AMFm, mécanisme innovant de financement. Selon les estimations, près de 1 milliard de dollars chaque année seraient nécessaires. Un mécanisme innovant d'achat des ACT devrait voir le jour dès l'année prochaine. L'AMFm (Affordable Medicines for Malaria), c'est son nom, devrait dans un premier temps permettre d'améliorer l'accès aux ACT des plus pauvres. Contrairement aux traitements contre le sida, les médicaments contre le paludisme sont vendus dans le secteur privé : «Les malades vont chercher leur chloroquine dans les pharmacies ou les épiceries locales au prix de 50cents», explique le Pr Kazatchkine. Les mécanismes actuels de financement des ACT, beaucoup plus chers que la chloroquine devenue inefficace, ont «permis de couvrir 60% des besoins du secteur public, mais seulement 5% des besoins du secteur privé». L'AMFm, qui devrait être hébergé par le Fonds mondial, a pour objectif de fournir les ACT au même coût que la chloroquine en achetant à des prix négociés, puis en subventionnant les grossistes à hauteur de 95 %.
Le paludisme n'est pas le sida, mais l'enjeu est important car, à lui seul, il représente 40 % des consultations et 60 % des hospitalisations en Afrique. «Enlever ce poids du palu permettrait d'enclencher un cercle vertueux et de résoudre le difficile problème de l'effondrement des systèmes de santé.»
> Dr LYDIA ARCHIMÈDE
Huit fois 8
Une campagne de sensibilisation « Huit fois oui » a été lancée la semaine dernière pour sensibiliser le grand public, en particulier les plus jeunes, aux Objectifs du millénaire pour le développement (OMD).
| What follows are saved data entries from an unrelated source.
Issue #855, opened 2026-08-06
rate-limit preflight: the creation-spike gate halts review and notification runs, so two PRs merged unreviewed


tend-agent:
The spike gate in [`shared/steps/rate-limit-preflight.sh`](https://github.com/max-sixty/tend/blob/f3e309a475af03147ce6290104c85baafe6ad9f5/shared/steps/rate-limit-preflight.sh#L44-L50) tripped on 2026-08-05 and aborted **every** agent run on this repo for 12 h 13 min, until the UTC-day counter reset. During that window `tend-review` never ran, and [#852](https://github.com/max-sixty/tend/pull/852) and [#853](https://github.com/max-sixty/tend/pull/853) — both `max-sixty`-authored — were merged with **zero reviews from anyone**.

The gate measures one thing (issues and PRs the bot *created*) and enforces on another (whether the agent runs at all). `tend-review`'s output is a review, which `search/issues` never counts, so no amount of reviewing can trip the gate and blocking review cannot relieve it. The same holds for `tend-notifications`, which marks notifications read. Those runs were pure collateral.

## What happened

| | |
|---|---|
| Blackout start | `2026-08-05T11:47:16Z` — [run 31002862308](https://github.com/max-sixty/tend/actions/runs/31002862308) (`tend-review`) |
| Blackout end | `2026-08-05T23:45:50Z` — [run 31057476863](https://github.com/max-sixty/tend/actions/runs/31057476863) (`tend-notifications`) |
| Recovery | UTC-day rollover; the 00:07:44Z `review-reviewers` run passed |
| Failed runs | **36 of 37** on 2026-08-05 (8/8 sampled confirmed as this gate; the 1 non-gate failure was an unrelated `ci` proxy test) |

Every failed run carried the identical annotation:

```
##[error]Rate limit: bot created 16 items today, above spike limit of 15 (baseline: 17 over past 6 days)
```

The arithmetic is exactly as [written](https://github.com/max-sixty/tend/blob/f3e309a475af03147ce6290104c85baafe6ad9f5/shared/steps/rate-limit-preflight.sh#L26-L31): `SPIKE_LIMIT = 10 + PAST_POSTS / 3` = `10 + 17/3` = `15`, and the bot's 16th item of the day ([#850](https://github.com/max-sixty/tend/pull/850), 11:47:12Z) crossed it four seconds before the first blocked run.

## Cost

Four `tend-review` runs were blocked, each within seconds of the PR it was meant to review:

[...]

Issue #848, opened 2026-08-05
setup composite POST cleanup: the restore in #847 misses runtime tree switches and sibling nested actions


tend-agent:
## Problem

#847 restores the local `setup:` composite before POST cleanup on `tend-review` and `tend-mention` — the two workflows whose *templates* swap the workspace tree after loading it. That scoping is a YAML-level claim, and the runtime one is weaker: the agent can switch the tree from inside the agent step on any workflow.

`nightly`'s bot-PR-conflict routine opens with `gh pr checkout <number>` ([nightly/SKILL.md L124](https://github.com/max-sixty/tend/blob/d85aa9656f8aad8ace9fbce090f05e5b4cfe7e52/plugins/tend-ci-runner/skills/nightly/SKILL.md#L124)), and `running-in-ci`'s "Pushing to PR Branches" hands the same recipe to every workflow. So an adopter whose `setup:` names a local composite gets the identical `Index was out of range` on `tend-nightly` the moment it checks out a bot PR that resized that composite — which is exactly the shape of PR the nightly conflict pass exists to handle. Same for triage, ci-fix, and notifications whenever the agent checks out a branch.

## Why it isn't a one-line generalization

Dropping the `restore_local_actions` macro into the other four templates would be wrong. Those workflows check out `ref: <default_branch>`, which `actions/checkout` resolves to `origin/<default>` **at fetch time**, whereas `$GITHUB_SHA` on a `schedule` event is pinned at trigger time. A push landing in that window makes the two differ, and restoring a wrong-but-plausible version of the composite reintroduces the step-count mismatch the step exists to prevent.

The restore source has to be parameterized to whatever tree the calling checkout actually landed on. The candidate shape: record it right after `setup:` runs, and restore from that, which is uniformly correct and drops the per-event `$GITHUB_SHA` reasoning entirely:

```yaml
      - name: Record the tree the local setup actions loaded from
        id: tend_setup_tree
        run: echo "sha=$(git rev-parse HEAD)" >> "$GITHUB_OUTPUT"
```

The wrinkle to settle is `notifications`, whose checkout and `setup:` are both gated on the pre-check's skip condition — the record step needs that same condition, and the restore's `if: always()` then has to tolerate the skipped case rather than failing on a missing output.

## Second gap: nested local actions

[...]

PR #856, opened 2026-08-06
fix(rate-limit): pause creation on a daily spike instead of failing the run

tend-agent:
On 2026-08-05 the bot went dark on its own repo for twelve hours. Every `tend-*` and `review-reviewers` run from 11:47Z to the end of the UTC day died in the same shell step, before the agent started, with the same annotation:

```
##[error]Rate limit: bot created 16 items today, above spike limit of 15 (baseline: 17 over past 6 days)
```

35 runs failed that way — `tend-notifications` ×19, `review-reviewers` ×12 (each fanning out to 5 matrix legs, so 60 failed jobs), `tend-review` ×3, `tend-mention` ×1. The dropped work was real, not just monitoring: three pull requests never got reviewed and one human comment never got answered. The first casualty was [run 31002862308](https://github.com/max-sixty/tend/actions/runs/31002862308) at 11:47:16Z — the `tend-review` fired by the creation of #850, which was itself item 16.

## Why it fired

`shared/steps/rate-limit-preflight.sh` compares today's issue+PR count against a 6-day baseline: `spike_limit = 10 + past_posts / 3`. The bot's per-day creation counts leading in:

| Date | Items |
|---|---|
| 07-30 | 0 |
| 07-31 | 1 |
| 08-01 | 4 |
| 08-02 | 1 |
| 08-03 | 5 |
| 08-04 | 6 |
| 08-05 | 16 |

Baseline 17 → limit 15. The 16th item tripped it, and because the count only resets at UTC midnight, it stayed tripped for the rest of the day. Nothing was wrong with those 16 items; they are the ordinary output of the review/review-runs/nightly workflows, and most are still open for review. The low baseline is itself an artifact — 07-30 through 08-02 fall inside the model weekly-quota outage that reset at 2026-08-05T00:00Z, so the guard was calibrated on outage days and then fired on the recovery day. A quiet week makes the next busy day fail.

## What's wrong with the response, not the threshold

The guard exists to stop runaway issue/PR creation, and hard-aborting is the right response to a loop. But it aborts *every* invocation, including work that creates nothing and so cannot contribute to the count it is enforcing — reviews, mention replies, triage comments, CI fixes, and the read-only analysis workflows. Raising the constant would only move the cliff.

So this splits the response by which failure shape is actually present:

| Tier | Condition | Response |
|---|---|---|
| Burst | >10 PRs or >10 issues in 20 minutes | abort (unchanged) |
| Hard | today > `max(10 + past_posts, spike_limit + 10)` — a whole baseline week's output in one day, floored 10 above the spike tier | abort (new) |
| Spike | today > `10 + past_posts / 3` | run continues, creation paused |

On a spike-tier trip the script now emits a warning and writes `TEND_CREATION_PAUSED_NOTE` to `GITHUB_ENV`; `compose-system-prompt.sh` (Claude) and the `Stage AGENTS.md` step (Codex) append it to the agent's prompt, telling it not to open a new issue or PR this run and to describe what it would have filed in a thread comment instead. Everything else proceeds. Replaying 2026-08-05 against the new tiers: 16 vs spike 15, hard 27 → creation paused, and the three reviews and one mention reply happen.

The honest tradeoff: the spike tier becomes a prompt directive, which a prompt-injected session could disregard where an `exit 1` could not. That is why it sits *below* a hard ceiling rather than replacing one — the two abort tiers are still pure shell, still unskippable, and still catch both the fast loop (burst) and the slow one (hard). `docs/security-model.md` and `README.md` are updated to describe the tiers as they now are.

## Verification

`generator/tests/test_shared_steps.py` covers the tiers against a stubbed `gh` (7 tests):

| prs / issues / today / baseline | Result |
|---|---|
| 0 / 0 / 5 / 17 | passes |
| 0 / 0 / 16 / 17 | exit 0, warning, `TEND_CREATION_PAUSED_NOTE` written |
| 0 / 0 / 28 / 17 | exit 1, hard-limit error |
| 11 / 0 / 5 / 17 | exit 1, burst error |

Both limits scale off the same baseline, so without the floor they converge as it falls and coincide at 10 when it reaches 0 — the pause tier would be unreachable and the run would hard-abort on the 11th item, exactly the pre-PR behaviour. A depressed baseline is the diagnosed trigger, so the floor keeps a pause band at least 10 wide at any baseline. It binds below a baseline of 15 and leaves the 2026-08-05 case (spike 15, hard 27) unchanged.

On a spike-tier trip a run with no triggering thread — the scheduled and `workflow_run` workflows, whose whole deliverable is a new issue or PR — is told to write what it would have filed to `/tmp/claude/step-summary.md`, which a later step copies into the job summary, so the work isn't discarded with the runner. `claude/action.yaml` already had that step and two bundled skills already used it; `codex/action.yaml` did not, so it's added here.

`compose-system-prompt.sh` was run with the note set and appends it after the adopter's `system_prompt_append`. The Codex step body parses and passes `bash -n`; shellcheck is clean on both shared scripts.

## Gate assessment

- **Evidence**: High/Critical, structural. 35 failed runs in a single day from one deterministic condition, with human-facing work dropped (3 unreviewed PRs, 1 unanswered comment). Same conditions reproduce it exactly. The evidence log has carried "review-reviewers self-run failure causing a window gap" at cumulative 19 across prior months; this run identifies the cause behind a 12-hour block of them.
- **Magnitude**: structural change to a guard shipped to every adopter, which wants a very high bar — met by the count above plus the dropped work. The abort behavior is preserved for both runaway shapes rather than removed.
- **Evidence gist**: https://gist.github.com/192514ea2c36586f9b7f842a482d62ab


tend-agent:
Added regression tests for the three tiers in [66f8e84](https://github.com/max-sixty/tend/commit/66f8e84) — this run's `numbagg/numbagg` matrix leg reached the same root cause independently and had a fix staged, so rather than open a competing PR it's folded in here. The behaviour change is yours unchanged; this only adds coverage.

`generator/tests/test_shared_steps.py` already exists for exactly this — its docstring notes these scripts run as `bash <script>` inside both harness actions, so a non-zero exit turns an otherwise-successful agent run red, and shellcheck can't catch runtime behaviour. The stubbed-`gh` matrix in your description was the right check; committing it means the next edit to the tier boundaries can't silently re-fuse the spike tier to an abort. Four cases, driven through a fake `gh` on `PATH` at the real 2026-08-05 numbers (baseline 17 → spike 15, hard 27): 16 exits 0 and writes `TEND_CREATION_PAUSED_NOTE`; 28 exits non-zero with the hard-limit message and writes nothing; 3 passes clean; 11 PRs in 20 minutes still aborts. Full suite 340 passed.

One correction for the body: `tend-review` failed **4** times in the window, not 3, so the total is 36 rather than 35 — 11:47:16Z ([31002862308](https://github.com/max-sixty/tend/actions/runs/31002862308), the one you cite as first casualty), 16:19:29Z ([31024720942](https://github.com/max-sixty/tend/actions/runs/31024720942)), 16:24:43Z ([31025137115](https://github.com/max-sixty/tend/actions/runs/31025137115)) and 21:15:37Z ([31047860817](https://github.com/max-sixty/tend/actions/runs/31047860817)). Four PRs unreviewed, not three. Doesn't change the argument.

Worth noting alongside: the outage is invisible to `review-reviewers`' own window logic. `list-recent-runs.sh` anchors its dropped-tick recovery on the last **completed** run irrespective of conclusion, and 12 failed runs are all "completed", so this run's window floored at 22:47Z instead of reaching back across the gap — the twelve unanalysed hours would have been skipped silently. [#838](https://github.com/max-sixty/tend/pull/838) already fixes that half.

shared/steps/rate-limit-preflight.sh
```diff
@@ -29,8 +45,11 @@ PAST_POSTS=$(gh api "search/issues?q=author:${BOT}+repo:${REPO}+created:${SIX_DA
   --jq '.total_count' || echo 0)
 # spike_limit = 10 + 2 * daily_avg = 10 + 2 * (past_posts / 6) = 10 + past_posts / 3
 SPIKE_LIMIT=$((10 + PAST_POSTS / 3))
+# hard_limit = 10 + past_posts: a whole baseline week's output in a single day.
+# No productive day reaches it; a loop does.
+HARD_LIMIT=$((10 + PAST_POSTS))
```
tend-agent, line 59: `HARD_LIMIT` and `SPIKE_LIMIT` share the same `PAST_POSTS` term, so they converge as the baseline falls: at `PAST_POSTS = 0` both are 10 and this tier fires first on the 11th item — the spike tier below is dead code and the run aborts exactly as it did before this PR. At 1 and 2 the pause band is one and two items wide.

That matters because a depressed baseline is the trigger you identified: 07-30 through 08-02 fell inside the quota outage, and a longer outage (or a quiet repo, or an adopter's install day) pushes the baseline to 0. The guard would revert to hard-aborting every workflow for the rest of the UTC day in exactly the situation the PR is meant to cover.

Flooring the gap keeps the pause tier reachable at any baseline:

```suggestion
# hard_limit: a whole baseline week's output in a single day, and never less
# than 20 items above the spike tier — otherwise a baseline depressed by an
# outage or a quiet week collapses the two tiers together and the pause tier
# becomes unreachable. No productive day reaches it; a loop does.
HARD_LIMIT=$((10 + PAST_POSTS))
[ "$HARD_LIMIT" -lt $((SPIKE_LIMIT + 20)) ] && HARD_LIMIT=$((SPIKE_LIMIT + 20))
```

20 is a guess at the right floor — the constant is yours to pick; the shape is what I'd want. Worth a fifth test case pinning `PAST_POSTS = 0` to the pause tier, since that boundary is what silently reverted.

tend-agent (commented):
Splitting the daily guard by failure shape is the right call, and keeping the two abort tiers in pure shell keeps the injection-resistant floor intact. The tests exercise all four paths against a stubbed `gh` and pass locally (7 passed in `generator/tests/test_shared_steps.py`). Three things on the new tiers, one of which I think is load-bearing.

The main one: both tiers scale off the same 6-day baseline, so the fix does the least exactly where the diagnosed failure mode is worst. `hard = 10 + P` and `spike = 10 + P/3` converge as `P` shrinks — at `P = 0` they are both 10, so the pause tier is unreachable and the run hard-aborts at 11 items, identical to pre-PR behaviour. At `P = 1` and `P = 2` the pause band is one and two items wide. The PR's own diagnosis is that a depressed baseline is what caused 2026-08-05 (07-30 through 08-02 sat inside the quota outage), and a longer outage — or a genuinely quiet repo, or a fresh adopter on install day — drives `P` toward 0. Flooring the gap would keep the pause tier reachable regardless of baseline. Detail inline.

The second is about who the pause directive can actually be followed by. Inline on the note text.

<details><summary>Tier arithmetic across baselines</summary>

```
baseline=0   spike=10  hard=10     <- pause tier unreachable
baseline=1   spike=10  hard=11
baseline=2   spike=10  hard=12
baseline=3   spike=11  hard=13
baseline=6   spike=12  hard=16
baseline=17  spike=15  hard=27     <- the 2026-08-05 case
baseline=30  spike=20  hard=40
```

</details>

shared/steps/rate-limit-preflight.sh
```diff
@@ -41,9 +60,18 @@ if [ "$RECENT_ISSUES" -gt 10 ]; then
...
+if [ "$TODAY_POSTS" -gt "$HARD_LIMIT" ]; then
+  echo "::error::Rate limit: bot created ${TODAY_POSTS} items today, above hard limit of ${HARD_LIMIT} (baseline: ${PAST_POSTS} over past 6 days)"
   ABORT=true
+elif [ "$TODAY_POSTS" -gt "$SPIKE_LIMIT" ]; then
+  echo "::warning::Creation pause: bot created ${TODAY_POSTS} items today, above spike limit of ${SPIKE_LIMIT} (baseline: ${PAST_POSTS} over past 6 days). The run continues; opening new issues and PRs is off-limits for it."
+  if [ -n "${GITHUB_ENV:-}" ]; then
+    {
+      echo 'TEND_CREATION_PAUSED_NOTE<<TEND_EOF'
+      echo "Creation pause: you have already opened ${TODAY_POSTS} issues and pull requests on this repository today, above the daily limit of ${SPIKE_LIMIT} that guards against runaway creation. For this run, do not open a new issue or pull request. Nothing else is restricted — reviews, review replies, issue and PR comments, and pushes to branches that already exist all proceed as normal. If the work genuinely needs a new issue or PR, describe what you would have filed in a comment on the triggering thread and leave the filing to a maintainer."
```
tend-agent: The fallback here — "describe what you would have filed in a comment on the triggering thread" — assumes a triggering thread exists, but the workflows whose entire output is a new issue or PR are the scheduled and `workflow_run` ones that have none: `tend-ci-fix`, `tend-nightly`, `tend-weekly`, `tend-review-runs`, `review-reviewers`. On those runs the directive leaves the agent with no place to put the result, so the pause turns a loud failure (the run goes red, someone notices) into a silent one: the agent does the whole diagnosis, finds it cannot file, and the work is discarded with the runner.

Organisé par le CICID (Comité interministériel pour la coopération internationale et le développement) et soutenu par le ministère des Affaires étrangères, elle se compose de 17 affiches disponibles sous forme d'un kit adultes destinés aux entreprises, aux lieux publics, aux universités et aux lycées et d'un kit enfants destiné aux écoles primaires et aux collèges. Différents supports sont prévus en plus des affiches, 8 totems représentant les objectifs, un film « 8 » qui sera présenté au Festival de Rome en octobre et un recueil de 8 nouvelles écrites par 8 grands noms de la littérature contemporaine qui devrait paraître en novembre aux éditions Calmann-Lévy.
La lutte contre le sida, la tuberculose et le paludisme constitue l'objectif n° 6 des OMD. Toutefois, la plupart des objectifs dépendent du succès de la lutte contre le paludisme, maladie étroitement liée à la pauvreté.